🤖 AI Summary
Standard retrieval-augmented generation (RAG) exhibits limited effectiveness on multi-hop reasoning tasks, while existing graph-based RAG approaches rely heavily on large language models (LLMs) to construct knowledge graphs, resulting in high computational overhead and error propagation. To address these limitations, this work proposes TIGRAG, a novel framework that eliminates the need for LLMs by constructing a token co-occurrence knowledge graph via sliding-window statistics.
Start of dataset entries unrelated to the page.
PR #3684, opened 2021-12-11
`@register_*` decorator in GraphGym

rusty1s:
Adds decorator functionality to register GraphGym modules:
```python
@register_layer('linear')
class Linear(torch.nn.Module):
    pass
```


JiaxuanYou (approved):
This makes the implementation a lot cleaner. Thanks!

TIGRAG integrates graph-based semantic expansion, neural re-ranking, and a bridge-entity-driven iterative retrieval strategy to efficiently expand queries and retrieve multi-hop evidence during inference. Evaluated on three multi-hop question answering benchmarks, TIGRAG significantly outperforms dense retrieval and state-of-the-art graph RAG methods while substantially reducing indexing time, inference latency, and prompt length.
📝 Abstract
Retrieval-Augmented Generation (RAG) mitigates hallucinations in Large Language Models (LLMs) by grounding the generation process on external knowledge. However, standard RAG approaches struggle with multi-hop reasoning. While recent graph-based RAG methods improve the retrieval of interconnected chunks, they often rely on computationally expensive and error-prone LLM-based extraction pipelines. To address these issues, we propose TIGRAG (Token-Induced GraphRAG), an efficient graph-augmented RAG framework based on a token co-occurrence Knowledge Graph. TIGRAG directly models topological relationships between tokens using sliding-window co-occurrence statistics, thus enabling scalable graph construction. During inference, it combines graph-based semantic expansion and neural reranking to retrieve interconnected evidence for multi-hop reasoning. Specifically, it introduces an iterative entity-driven retrieval strategy that progressively expands the query using bridging entities extracted from previously retrieved contexts. We evaluated TIGRAG on three widely adopted multi-hop Question Answering (QA) benchmarks. Experimental results demonstrated that our framework consistently outperforms dense retrieval and graph-based RAG methods in both retrieval and downstream QA tasks, while substantially reducing indexing time, inference latency, and prompt footprint.